Kasparow rief dabei die Delegierten auf, das angekratzte Image der russischen Demokratie mit einem gemeinsamen Vorgehen gegen die Kreml-Führung zu retten. Er kritisierte, die politische Führung Moskaus habe „unter dem Mantra liberaler Prinzipien eine vollständige Diktatur geschaffen“.[76]
Russische Medien berichteten im Vorfeld über zahlreiche Störversuche, zum Beispiel eine Demonstration von Mitgliedern einer regierungsfreundlich eingestellten Jugendorganisation.
Vom 31. Mai bis 3. Juni 2012 nahm Kasparow als Vertreter der Vereinigten Bürgerfront an der Bilderberg-Konferenz teil, die in Chantilly (US-Bundesstaat Virginia) stattfand.[77]
Anfang April 2013 trat Kasparow aus dem Vorstand von Solidarnost zurück, blieb aber Mitglied der Organisation.[78] Im November 2013 beantragte Kasparow die lettische Staatsbürgerschaft, da er in Russland politische Verfolgung fürchtete.[79] Im Februar 2014 erhielt Kasparow die kroatische Staatsbürgerschaft.[80]
Im Jahr 1991 erhielt Kasparow die Auszeichnung Keeper of the Flame Award der neokonservativen amerikanischen Organisation Center for Security Policy für seinen „antikommunistischen Widerstand“ und die „Verbreitung der Demokratie“.[46]

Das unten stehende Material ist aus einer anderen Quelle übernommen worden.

PR #2633, opened 2021-04-23
Install & use phpredis extension.

DFurnes:
### What's this PR do?

This pull request installs the [Redis PHP extension](https://github.com/phpredis/phpredis). I'm thinking this may have better out-of-the-box TLS support (as the Predis extension seems to require providing your own certificate according to their documentation...). It also has better performance & is the "default" recommended in [laravel/laravel](https://github.com/laravel/laravel/blob/a6ffdbdf416d60c38443725807a260a84dca5045/config/database.php#L122) (and already used in Northstar).

I'll try deploying this to QA & upgrading that application's Redis add-on to a Premium-0 add-on (with TLS required).

I'm hoping this will address [some Redis issues](https://dosomething.slack.com/archives/C02BBP0CU/p1619121297014800) we experienced yesterday afternoon.

### Relevant tickets

References [Pivotal #177823411](https://www.pivotaltracker.com/story/show/177823411).

### Checklist

### DIFF
--- a/config/database.php
+++ b/config/database.php
@@ -133,15 +133,21 @@ return [
 
     'redis' => [
 
-        'client' => env('REDIS_CLIENT', 'phpredis'),
+        'client' => 'phpredis',
 
         'options' => [
             'cluster' => env('REDIS_CLUSTER', 'redis'),
             'prefix' => env('REDIS_PREFIX', Str::slug(env('APP_NAME', 'laravel'), '_').'_database_'),
+
+            // We use Heroku Redis, which uses a self-signed certificate & thus cannot be verified
+            // by OpenSSL. Thus, we disable certificate validation per these instructions:
+            // <https://help.heroku.com/HC0F8CUS/redis-connection-issues>
+            'context' => [
+                'stream' => ['verify_peer' => false, 'verify_peer_name' => false],
+            ],
         ],
 
         'default' => [
-            'scheme' => env('REDIS_SCHEME', 'tls'),
             'url' => env('REDIS_URL'),
             'host' => env('REDIS_HOST', '127.0.0.1'),
             'password' => env('REDIS_PASSWORD', null),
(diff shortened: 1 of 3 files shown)


config/database.php
```diff
@@ -133,11 +133,18 @@
 
     'redis' => [
 
-        'client' => env('REDIS_CLIENT', 'predis'),
+        'client' => 'phpredis',
```
DFurnes, line 136: I decided to hard-code this, as we don't want to use different drivers in different environments.

config/database.php
```diff
@@ -133,11 +133,18 @@
...
         'options' => [
             'cluster' => env('REDIS_CLUSTER', 'redis'),
             'prefix' => env('REDIS_PREFIX', Str::slug(env('APP_NAME', 'laravel'), '_').'_database_'),
+
+            // We use Heroku Redis, which uses a self-signed certificate & thus cannot be verified
+            // by OpenSSL. Thus, we disable certificate validation per these instructions:
+            // <https://help.heroku.com/HC0F8CUS/redis-connection-issues>
+            'context' => [
+                'stream' => ['verify_peer' => false, 'verify_peer_name' => false],
+            ],
```
DFurnes, line 147: Jeez, this was awfully tricky – and not helped by the fact that the [referenced help article](https://help.heroku.com/HC0F8CUS/redis-connection-issues) links to PHP instructions that (unlike all the other language examples) don't actually disable SSL verification! This is also the only source I could find that actually explains _why_ all those other code samples disable SSL verification, since the reason that's necessary isn't ever actually spelled out in their [official docs](https://devcenter.heroku.com/articles/heroku-redis).

I was able to piece together how to pass these [SSL context options](https://www.php.net/manual/en/context.ssl.php) to phpredis (via the `context` option [shown here](https://laravel.com/docs/8.x/redis#phpredis)). This allowed me to successfully connect to a Heroku Redis `premium-0` add-on from my local machine.

DFurnes:
Tested on qa.dosomething.org & confirmed that it is now working with non-hobby Redis addons! Phew!

config/database.php
mendelB: Whoah 🕵️

mendelB (approved):
👏 🙏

Das Nachrichtenmagazin Time führte Kasparow 2007 in ihrer Liste der 100 einflussreichsten Personen. Der Herausgeber Richard Stengel nannte ihn einen „Helden“, der einen „einsamen Kampf für mehr Demokratie in Russland“ führe.[81][82]
Am 19. September 2007 wurde Kasparow in Kopenhagen mit dem neu gestifteten und mit 100.000 Kronen dotierten Pundik-Freiheitspreis ausgezeichnet.[83]
Die Zeitschrift Foreign Policy führte ihn im Juli 2008 auf Platz 18 ihrer Liste der World’s Top 20 Public Intellectuals.[84]
Im November 2012 erhielt Kasparow „für sein Engagement für Kinder in der von ihm gegründeten Schach-Stiftung“ die Martin-Buber-Plakette.[85]
Am 5. Juni 2013 wurde Kasparow in Genf für seinen gewaltlosen Einsatz für die Menschenrechte in Russland mit dem Morris B. Abram Human Rights Award der Organisation UN Watch ausgezeichnet.[86]
Im Mai 2023 wurde Kasparow stellvertretend für die demokratische Opposition in Russland, von der Weimer Media Group mit dem Freiheitspreis der Medien ausgezeichnet.[87]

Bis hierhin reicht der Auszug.